# Hi, new member from Canada



## JackB (Apr 9, 2014)

Have been keeping bee's for three years in southern Ontario Canada.(3 hives) Just getting the basics down and hope to learn from this forum in order to expand.


----------



## sharpdog (Jun 6, 2012)

Welcome to the forum. Good luck this year.


----------



## AmericasBeekeeper (Jan 24, 2010)

Welcome Jack!


----------



## datsdajoke (Aug 17, 2012)

Welcome to the forum. I see you're in Amherstburg, ON. I'm only about a 20 minute drive away from where you are (Essex, ON). If you ever want to talk about anything local, or need local advise (although I'm no expert) don't hesitate to contact me, I'm always up for talking about bees.


----------



## JackB (Apr 9, 2014)

Thanks everyone. datsajoke,I live on County Rd.# 8 near Walker.
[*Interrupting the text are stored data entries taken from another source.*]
PR #2781, opened 2025-07-15
Consider ScyllaDBDatacenter having no Status Conditions as not rolled out

zimnx:
Function used to determine whether given ScyllaDBDatacenter is rolled out didn't consider case when provided object is nil, or whether it has any Status Conditions, returning wrong value.

### DIFF
--- a/pkg/controllerhelpers/scylla.go
+++ b/pkg/controllerhelpers/scylla.go
@@ -296,6 +296,10 @@ func GetRackNodeCount(sdc *scyllav1alpha1.ScyllaDBDatacenter, rackName string) (
 }
 
 func IsScyllaDBDatacenterRolledOut(sdc *scyllav1alpha1.ScyllaDBDatacenter) (bool, error) {
+	if sdc == nil || len(sdc.Status.Conditions) == 0 {
+		return false, nil
+	}
+
 	if !helpers.IsStatusConditionPresentAndTrue(sdc.Status.Conditions, scyllav1alpha1.AvailableCondition, sdc.Generation) {
 		return false, nil
 	}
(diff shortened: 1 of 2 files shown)


pkg/controllerhelpers/scylla.go
```diff
@@ -296,6 +296,10 @@ func GetRackNodeCount(sdc *scyllav1alpha1.ScyllaDBDatacenter, rackName string) (
 }
 
 func IsScyllaDBDatacenterRolledOut(sdc *scyllav1alpha1.ScyllaDBDatacenter) (bool, error) {
+	if sdc == nil || len(sdc.Status.Conditions) == 0 {
+		return false, nil
+	}
+
 	if !helpers.IsStatusConditionPresentAndTrue(sdc.Status.Conditions, scyllav1alpha1.AvailableCondition, sdc.Generation) {
```
rzetelskik, line 303: isn't this used incorrectly then? The negation should be equivalent to `is status condition unknown or false` - it seems like this should match for an empty slice? Shall we unit test and fix this instead?

zimnx: negation of it is `is status condition not present or false`, either way, for both cases it correctly returns true for empty slice as condition is not present.

pkg/controllerhelpers/scylla.go
```diff
@@ -296,6 +296,10 @@ func GetRackNodeCount(sdc *scyllav1alpha1.ScyllaDBDatacenter, rackName string) (
 }
 
 func IsScyllaDBDatacenterRolledOut(sdc *scyllav1alpha1.ScyllaDBDatacenter) (bool, error) {
+	if sdc == nil || len(sdc.Status.Conditions) == 0 {
```
czeslavo, line 299: The condition checks below will make this function return `false` if there are no conditions, no?
```suggestion
	if sdc == nil {
```

zimnx:
PEBKAC

PR #2786, opened 2025-07-16
Await for previous DCs to finish progressing before creating next DC

zimnx:
Instead awaiting only for previous DC SDC rollout, we await until entire DC finished progressing before proceeding to create new one. In addition it fixes an issue where stale status and wrong object was considered for other conditions we await for.


rzetelskik (approved):
/lgtm

PR #2789, opened 2025-07-17
Mirror ScyllaDBCluster ConfigMaps referred from Volumes

### LINKED ISSUE #2784: ConfigMaps used in volumes in ScyllaDBCluster are not mirrored to remote clusters
### What happened?

When creating a `ScyllaDBCluster` with Volumes and `VolumeSource.ConfigMap != nil` defined in any of `ScyllaDBClusterDatacenterTemplate.{ScyllaDB, ScyllaDBManagerAgentTemplate}`, `RackTemplate.{ScyllaDB, ScyllaDBManagerAgent}`), ConfigMaps referred to in the volume source are not mirrored to remote Kubernetes clusters.

/priority important-soon

All mentioned ConfigMaps should be automatically mirrored to the respective remote cluster.

Create `ScyllaDBCluster` with a DC with `RackTemplate.ScyllaDBManagerAgent.Volumes` having a Volume referring to a ConfigMap.

### Scylla Operator version

v1.17

not relevant

not relevant

_No response_

zimnx:

Makes all ConfigMaps referred from Volumes defines in ScyllaDBCluster to be mirrored to the respecive DC's remote clusters.

Resolves #2784

/cc rzetelskik


zimnx:
@rzetelskik ready to review

pkg/controller/scylladbcluster/resource.go
```diff
@@ -1070,14 +1056,143 @@ func makeMirroredRemoteConfigMaps(sc *scyllav1alpha1.ScyllaDBCluster, dc *scylla
...
+	err = apimachineryutilerrors.NewAggregate(errs)
 	if err != nil {
 		return progressingConditions, requiredRemoteConfigMaps, fmt.Errorf("can't make mirrored ConfigMaps: %w", err)
 	}
 
 	return progressingConditions, requiredRemoteConfigMaps, nil
 }
 
+// getConfigMapsToMirrorForAllDCs collects the names of ConfigMaps to mirror for all Datacenters in the ScyllaDBCluster.
+func getConfigMapsAndSecretsToMirrorForAllDCs(sc *scyllav1alpha1.ScyllaDBCluster) ([]string, []string, error) {
```
rzetelskik, line 1068: why have a common func for both secrets and configmaps? It sems like the flow would be more natural in both the implementation (no need to ignore returned values) and testing if they were separate?

pkg/controller/scylladbcluster/resource.go
```diff
@@ -1011,34 +1011,20 @@ func MakeRemoteConfigMaps(sc *scyllav1alpha1.ScyllaDBCluster, dc *scyllav1alpha1
...
-
-	if dc.ScyllaDB != nil && dc.ScyllaDB.CustomConfigMapRef != nil {
-		configMapsToMirror = append(configMapsToMirror, *dc.ScyllaDB.CustomConfigMapRef)
-	}
-
-	if dc.RackTemplate != nil && dc.RackTemplate.ScyllaDB != nil && dc.RackTemplate.ScyllaDB.CustomConfigMapRef != nil {
-		configMapsToMirror = append(configMapsToMirror, *dc.RackTemplate.ScyllaDB.CustomConfigMapRef)
+	configMapsToMirrorForAllDCs, _, err := getConfigMapsAndSecretsToMirrorForAllDCs(sc)
+	if err != nil {
+		return progressingConditions, requiredRemoteConfigMaps, fmt.Errorf("can't make mirrored configmaps: %w", err)
```
rzetelskik, line 1020: (tiny) nit
```suggestion
		return progressingConditions, nil, fmt.Errorf("can't make mirrored configmaps: %w", err)
		```

pkg/controller/scylladbcluster/resource.go
zimnx: To avoid duplication of two long functions. Look at how getConfigMapsAndSecretsToMirrorForDC look like, it used to look like this but for just secrets, we would have to have a duplicated one, but collecting configmaps from the same spec paths.

rzetelskik: that's fair enough

PR #2790, opened 2025-07-18
Update ScyllaDB Manager to 3.5.1

rzetelskik:
**Description of your changes:** This PR updates ScyllaDB Manager and ScyllaDB Manager agent container image references to 3.5.1. Most notably, this patch release brings a fix to frequent snapshot name collisions in a single Manager instance (https://github.com/scylladb/scylla-manager/issues/3873), which we've often hit in our CI (https://github.com/scylladb/scylla-operator/issues/2370).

Nice to see a local keeper here. I may take you up on your offer. Want to make my first split this month.


----------



## JackB (Apr 9, 2014)

datsajoke,recieved your private email but have no idea how to reply? Tried a few things and gave up.


----------



## WBVC (Apr 25, 2013)

Several members here from Canada. Welcome. This is great group of bee folk.


----------